▶ YOUR TASK: Identify every line in the records below that contains the word "there", and copy each of those lines.

▶ EXERCISE DATA:
PR #14, opened 2017-02-23
Server tile component

mpisacic:


src/components/ServerDetails/ServerDetails.Props.ts
```diff
@@ -0,0 +1,21 @@
+import * as React from 'react';
+
+export interface IServerDetailsProps {
+    serverId: string;
+    serverStatusClass: string;
+    serverName: string;
+    fqdmServerName: string;
```
hbagarich: this should be serverFqdn

src/components/ServerDetails/ServerDetails.tsx
```diff
@@ -0,0 +1,81 @@
...
+            </div>
+        );
+    }
+
+    private _dismiss() {
+        this.props.onDismiss(this.props.serverId);
+    }
+
+    private _checkNameLen(name: string) : string {
+        if (name.length > 15) {
```
hbagarich: can we change this logic to use css property text-overflow: ellipsis. Different font and font sizes may cause unexpected behavior here

PR #20, opened 2017-03-02
Added on/off text to toggle switch.

mpisacic:


mpisacic:
Yes it can, but only problem is lack of space for text in current implementation.

hbagarich:
aha, ok. lets try it then without additional properties

hbagarich:
additionally, can this component now function in two modes? one with text, one without?

mpisacic:
Fixed, if props onText and offText are passed to component component will show it, if nothing is passed on then no text will be rendered.

PR #21, opened 2017-03-09
Bar chart component

mpisacic:


src/components/BarChart/BarChart.props.ts
```diff
@@ -0,0 +1,19 @@
+export interface IBarChartProps {
+    id: string;
+    barColor?: string;
+    hovColor?: string;
+    data: Array<IBarChartData>;
+    tipText?: (data: IBarChartData) => string;
+    xAxisFormat?: () => string;
+    width?: number;
+    height?: number;
```
hbagarich: why is there no minHeight/maxHeight property?

src/components/BarChart/BarChart.scss
```diff
@@ -0,0 +1,43 @@
...
+    display: inline-block;
+    border: 1px solid lightgrey;
+
+    -webkit-box-sizing: border-box; /* Safari/Chrome, other WebKit */
+    -moz-box-sizing: border-box;    /* Firefox, other Gecko */
+    box-sizing: border-box;  
+
+    svg { display: block; }
+
+    .domain {
```
hbagarich: should these classes be more specific?

src/components/BarChart/BarChart.tsx
```diff
@@ -0,0 +1,238 @@
...
+    private svg;
+    private container;
+
+    constructor(props: IBarChartProps) {
+        super(props);
+
+        this.x = this.generateX();
+        this.y = this.generateY();
+
+        // if (this.props.isResponsive) {
```
hbagarich: can we delete this comment?

src/components/BarChart/BarChart.tsx
```diff
@@ -0,0 +1,238 @@
...
+        //     this.width = window.innerWidth / 2;
+        //     this.height = 0.7 * this.width;
+        // }
+    }
+
+    public componentWillReceiveProps(nextProps: IBarChartProps) {
```
hbagarich: do we need this method?

src/components/BarChart/BarChart.tsx
```diff
@@ -0,0 +1,238 @@
...
+    }
+
+    public shouldComponentUpdate(nextProps: IBarChartProps, nextState: null) {
+        if (this.props.id !== nextProps.id ||
+            this.props.width !== nextProps.width ||
+            this.props.height !== nextProps.height ||
+            this.props.barColor !== nextProps.barColor) {
+                return true;
+            }
+        if (!this.arraysEqual(this.props.data, nextProps.data)) { return true; }
```
hbagarich: this is too costly, especially if there is a lot of data in these arrays. can we use shallow compare here instead?

src/components/BarChart/BarChart.tsx
```diff
@@ -0,0 +1,238 @@
...
+            if ((data1.argument as Date).getTime() !== (data2.argument as Date).getTime()) { return false; }
+        }
+        if (data1.argument !== data2.argument) { return false; }
+        if (data1.frequency !== data2.frequency) { return false; }
+        return true;
+    }
+
+    public componentDidMount() {
+        this.init();
+        if (this.props.isResponsive) { window.addEventListener('resize', () => this._onResize()); }
```
hbagarich: we should remove this event lisnter on componentDidUnmount

src/components/BarChart/BarChart.tsx
```diff
@@ -0,0 +1,238 @@
...
+    public render() {
+        return <div className={'bar-chart-component'} ref={'container'}></div>;
+    }
+
+    private init() {
+        const xAxisClass = classNames('x-axis', this.props.id);
+        const yAxisClass = classNames('y-axis', this.props.id);
+
+        this.container = this.createContainer();
+        this.container.append('g').attr('class', xAxisClass).call(this.generateXAxis())
```
hbagarich: can you add some comments as to what is happening in this code. The d3 is powerful, but can be cryptic sometimes xD

src/components/BarChart/BarChart.tsx
```diff
@@ -0,0 +1,238 @@
...
+    }
+
+    private redraw() {
+        this.rescale(this.props.width, this.props.height);
+    }
+
+    private _onResize() : any {
+        let width = window.innerWidth / 2;
+        width = width < this.props.minWidth ? this.props.minWidth : width;
+        const height = width * 0.7;
```
hbagarich: maybe some comments here as well. Why these magic numbers, 0.7, 2?

src/components/BarChart/BarChart.tsx
```diff
@@ -0,0 +1,238 @@
...
+    private generateXAxis() {
+        return d3.axisBottom(this.x).tickPadding(10); // .tickFormat(d3.timeFormat(this.props.xAxisFormat()));
+    }
+
+    private generateYAxis() {
+        return d3.axisLeft(this.y).tickSizeInner(-this.width).tickPadding(5);
+    }
+
+    private generateBars(container: any) {
+        container.selectAll('.bar').data(this.props.data).enter()
```
hbagarich: can we get some comments here as well?

src/components/BarChart/BarChart.tsx
```diff
@@ -0,0 +1,238 @@
...
+        isResponsive: false,
+        onClick: () => { return; }
+    };
+
+    public refs: {
+        [argument: string]: (Element);
+        container: (HTMLInputElement);
+    };
+
+    private margin = { top: 50, right: 50, bottom: 50, left: 50 };
```
hbagarich: maybe some of these private properties can go into component state?

src/components/BarChart/BarChart.tsx
mpisacic: For some reason shallow compare doesn't work and re-rendering is always fired

src/components/BarChart/BarChart.tsx
mpisacic: This event listener makes component responsive but should be replaced.

src/components/BarChart/BarChart.tsx
mpisacic: These props just hold references to selections placing them in state will just means that there could be some unnecessary re-rendering

src/components/BarChart/BarChart.props.ts
mpisacic: Component scales based on width and aspect ratio so there is no need of min/max props for height

src/components/BarChart/BarChart.tsx
mpisacic: It would be a good idea if these magic numbers are replaced with constants

src/components/BarChart/BarChart.tsx
hbagarich: are you sure you are passing down the props that shallow compare know how to compare?
Deep comparing the arrays in onShouldComponentUpdate servers no purpose because it is very costly operation running frequently

src/components/BarChart/BarChart.tsx
hbagarich: I get it, but we should be able to safely remove it once the component is dismounted

PR #30, opened 2017-03-23
ServerTile popup on CompactDashboard

MatijaA:


src/components/CompactDashboard/CompactDashboard.tsx
```diff
@@ -31,19 +39,31 @@ function sortFarmServers(ob1: { status: number, name: string }, ob2: { status: n
     }
 }
 
-
 function checkFilter(filter: string, serverName: string): boolean {
     return serverName.toLowerCase().trim().indexOf(filter.toLowerCase().trim()) !== -1;
 }
 
-export class CompactDashboard extends React.Component<ICompactDashboardProps, any> {
+export class CompactDashboard extends CommonComponent<ICompactDashboardProps, any> {
```
hbagarich: we moved from inheriting commoncomponent to either React.Component or React.PureComponent if there is no need for custom should component update

PR #37, opened 2017-03-27
Spinner centered horizontally, font change.

mpisacic:


src/components/Spinner/Spinner.tsx
```diff
@@ -16,13 +16,13 @@ export class Spinner extends React.Component<ISpinnerProps, any> {
...
                    { 'spinner-large': type === SpinnerType.large })
-                }>
-                </div>
-                { label && (
-                    <div className={'spinner-label'}>{ label }</div>
-                )}
+                }/>
+                { label &&
+                    <div
+                        className={classNames('spinner-label', { 'normal': type === SpinnerType.normal }, { 'large': type === SpinnerType.large })}
```
hbagarich: instead of 'normal' can you use spinner-size-normal and the same approach for large?

PR #40, opened 2017-04-05
NavigationGroup component

iVergot:
Simple navigation element which consists of a header, followed by a vertical list of navigation element - link. Each element on click returns it's id (number)


src/components/NavigationGroup/NavigationGroup.scss
```diff
@@ -0,0 +1,58 @@
+@import '../../index.scss';
+
+.navigationGroupContainer{
```
hbagarich: Can you change the name of HTML classes so they are named according to this convention http://wiki.c2.com/?KebabCase

src/components/NavigationGroup/NavigationGroup.tsx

▶ SOLUTION FOR THIS EXERCISE:
hbagarich: why is there no minHeight/maxHeight property?
hbagarich: this is too costly, especially if there is a lot of data in these arrays. can we use shallow compare here instead?
mpisacic: These props just hold references to selections placing them in state will just means that there could be some unnecessary re-rendering
mpisacic: Component scales based on width and aspect ratio so there is no need of min/max props for height
hbagarich: we moved from inheriting commoncomponent to either React.Component or React.PureComponent if there is no need for custom should component update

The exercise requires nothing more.